Does it violate any electrical code?


----------



## Gregg Harris (Feb 6, 2014)

Hoons said:
			
		

> Hello,Upon duct smoke detection, a main breaker panel is wired to trip which serves other equipments such as split systems, and exhaust fans rather than tripping the individual breaker that serves the HVAC unit. I think this is wrong because NFPA 90A says to shut down the respective unit associated with the duct detector. However, I see no harm in doing it this way. What are some of your thoughts on this?
> 
> Hoons


An expensive way to shut units down when the duct detector will do the same thing


----------



## cda (Feb 6, 2014)

Hoons said:
			
		

> Hello,Upon duct smoke detection, a main breaker panel is wired to trip which serves other equipments such as split systems, and exhaust fans rather than tripping the individual breaker that serves the HVAC unit. I think this is wrong because NFPA 90A says to shut down the respective unit associated with the duct detector. However, I see no harm in doing it this way. What are some of your thoughts on this?
> 
> Hoons


as stated if no violation of electrical code

now some units now adays do not tolerate sudden shutdown, some have to wind down, which is not a code related problem

as long as you meet the intent of the code to shut down the offending unit, you are good.
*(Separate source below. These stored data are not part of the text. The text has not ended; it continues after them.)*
PR #47, opened 2018-12-11
Update contributing.md for macOS sed

liamwli:
The sed command in macOS requires a value to be passed to the -i flag. Using an empty string mimics the behaviour of other platforms.

### DIFF
--- a/docs/contributing.md
+++ b/docs/contributing.md
@@ -26,7 +26,7 @@ git clone https://github.com/<username>/core.git packages/core
 git clone https://github.com/<username>/tags.git packages/tags # etc
 
 # Replace "^0.1.0" with "^0.1.x-dev" in composer.json
-sed -i 's/\^0\.1\.0/\^0\.1\.x-dev/' composer.json
+sed -i '' 's/\^0\.1\.0/\^0\.1\.x-dev/' composer.json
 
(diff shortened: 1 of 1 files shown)


tobscure:
Can someone please confirm that this does not break the command on linux?

luceos:
Confirmed the command in the docs is not working on OSX. Also confirmed that the new command does **NOT** work on Ubuntu.

franzliedke:
Confirmed *not* working on Ubuntu.

See [this question and answer](https://stackoverflow.com/questions/5694228/sed-in-place-flag-that-works-both-on-mac-bsd-and-linux) for even more fun. ;)

franzliedke:
How about just replacing this command with a manual step of changing `"minimum-stability": "beta"` to `"minimum-stability": "dev"` in composer.json? That's what I did in my local setup, and it does the job perfectly.

liamwli:
Yeah, it should be noted that even with this change, it didn't work anyway. I had to remove the carat to get composer to install the project with the cloned repos.

franzliedke:
I've [taken care of it](https://github.com/flarum/docs/commit/dce4702c07c810f42a05e533c973da06b8d0289c).

PR #49, opened 2018-12-19
Change 0.1.0-beta.8 version constraint

OrdinaryJellyfish:
Looks like all those extensions people are having problems installing with beta 8.1 is due to this little missing ^ in the getting started page :)

### DIFF
--- a/docs/extend/start.md
+++ b/docs/extend/start.md
@@ -89,7 +89,7 @@ We need to tell Composer a bit about our package, and we can do this by creating
     "description": "Say hello to the world!",
     "type": "flarum-extension",
     "require": {
-        "flarum/core": "^0.1.0-beta.8"
+        "flarum/core": "0.1.0-beta.8.*"
     },
     "autoload": {
         "psr-4": {"Acme\\HelloWorld\\": "src/"}
--- a/docs/extend/start.md
+++ b/docs/extend/start.md
@@ -89,7 +89,7 @@ We need to tell Composer a bit about our package, and we can do this by creating
     "description": "Say hello to the world!",
     "type": "flarum-extension",
     "require": {
-        "flarum/core": "0.1.0-beta.8.*"
+        "flarum/core": ">=0.1.0-beta.8 <0.1.0-beta.9"
     },
     "autoload": {
         "psr-4": {"Acme\\HelloWorld\\": "src/"}
--- a/docs/extend/start.md
+++ b/docs/extend/start.md
@@ -89,7 +89,7 @@ We need to tell Composer a bit about our package, and we can do this by creating
     "description": "Say hello to the world!",
     "type": "flarum-extension",
     "require": {
-        "flarum/core": "0.1.0-beta.8"
+        "flarum/core": "^0.1.0-beta.8"
     },
     "autoload": {
         "psr-4": {"Acme\\HelloWorld\\": "src/"}


tobscure:
This was actually intentional because the `^` prefix will mean the extension says it's compatible with future beta versions (but there may be breaking changes). But you're right that being specific for beta.8 is problematic. Perhaps would `0.1.0-beta.8.x` work?

franzliedke:
Yeah. Does `0.1.0-beta.8.*` (star, not `x`) work for you, @OrdinaryJellyfish?

Magicalex:
It's doesn't work 

`Skipped branch master, Could not parse version constraint 0.1.0-beta.8.*: Invalid version string "0.1.0-beta.8.*"`

tobscure:
@franzliedke I thought the correct syntax for this was `.x`, not `.*` ?

luceos:
If I remember correctly ;

Wildcards don't work with stability strings,
x only works with branches or branch aliases,
I think we best suggest exact constraints until we reach stable or accept a lower constraint is not precise.

tobscure:
https://getcomposer.org/doc/articles/versions.md#wildcard-version-range-
yep I think you are right @luceos

jordanjay29:
> I think we best suggest exact constraints until we reach stable

This would be easiest for support. IMHO, it'd be better to see select community members stepping up to provide compatible version forks rather than have the larger community confused on what does/doesn't work on their Flarum site as far as extensions go. 

It also incentivizes extension devs to stay apprised of Flarum releases and perhaps work on features on their extension's to-do list.

rob006:
> I think we best suggest exact constraints until we reach stable

This is a terrible idea. If each extension will use `0.1.0-beta.8` as a constraint, I will not be able to update to  `0.1.0-beta.8.1` until each of them creates a new release with updated constraint. This may block security updates.

As a continuation of the discussion from [forum](https://discuss.flarum.org/d/17745-flarum-0-1-0-beta-8-released/169), I don't think that this is possible without changing `flarum/core` versioning policy - right now it is extremely impractical. 

Using standard semver versioning for pre-1.0 releases would look like:
* BC breaking releases as `0.X.0`, 
* BC compatible feature releases as `0.x.Y`,
* patch/security releases as `0.x.y.Z`.

Extensions may then just use `^0.1` as a constraint.

franzliedke:
@rob006 I think the main question here is when to release a version that we want to call 0.x (first version without a "beta" label - what we want to consider "feature complete" and "ready for production"). We haven't yet felt ready to flip that switch, but are actively working towards doing so as soon as possible.

rob006:
> I think the main question here is when to release a version that we want to call 0.x (first version without a "beta" label - what we want to consider "feature complete" and "ready for production")

I think that something is fundamentally wrong with this question: "feature complete" and "ready for production" should be released as `1.0.0`, not `0.1.0`. Don't be afraid to release stable and production-ready software as `1.0.0`, the whole pre-1.0 phase is for experiments and BC breaks. It would be much simpler if we would be at `0.8.1-beta` stage than `0.1.0-beta.8.1`.

@jordanjay29 `beta` suffix is not an excuse for every weird thing -  current versioning is confusing and impractical, and this issue is the best example of it.

> Yes, being more strict on versioning may be an inconvenience for some users, but it also provides a safety net for users in general

Plugins/libraries should not use too strict constraints - using exact version as constraint is a very bad practice. The whole problem was solved ages ago with semver, Flarum just needs to start following it.

CDK2020:
We could just do `>=0.1.0-beta.8 <0.1.0-beta.9`

franzliedke:
In hindsight, adopting a 0.x versioning scheme earlier would have been smarter. Right now, it's not (yet) the right signal.

How do we want to improve this problematic documentation, though? Personally, I'd even say a constraint promising compatibility with every (beta?) version greater than the current one is fine. Everything is better than extensions blocking core updates.

franzliedke:
I have finally written up my proposal for how to solve this problem - and avoid having extensions prevent core upgrades - over in #75.

Hence, I am closing this.

@OrdinaryJellyfish @rob006 @CDK2020 Thanks for the lively discussion! I would love to have your input over on the other PR. This is an important topic. :heart:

Like said before, I do see some set up to shut all units down off of one duct in one unit going sensing something


----------



## steveray (Feb 6, 2014)

You would certainly want to make sure you are not shutting down anything that should stay running like the fire alarm or kitchen exhaust hood fans and such, but no electrical code that I can think of....


----------



## Hoons (Feb 7, 2014)

Upon further consideration with fellow inspectors/engineers, we will not have the contractor re-wire the system. Because it is a relatively small, one level building and smoke can propagate quickly in this configuration. And it seems they are going beyond the code requirement by shutting down all air moving equipments in the area. Also, all the code books I've checked refers to NFPA 72 for wiring but 72 doesn't prescribe any method for shutting down the units. I am assuming the code is silent in this regard so that the designer has some flexibility. In the end, as long as the fans shutdown that's all that matters. Thanks for all the responses, I appreciate it.


----------



## ICE (Feb 7, 2014)

Well I suppose it wouldn't be a big deal to lose all power during daylight.  It could create a problem at night.

Considering that there is no way to predict the unintended consequences of shutting off all of the power, I would recommend that they wire it correctly.


----------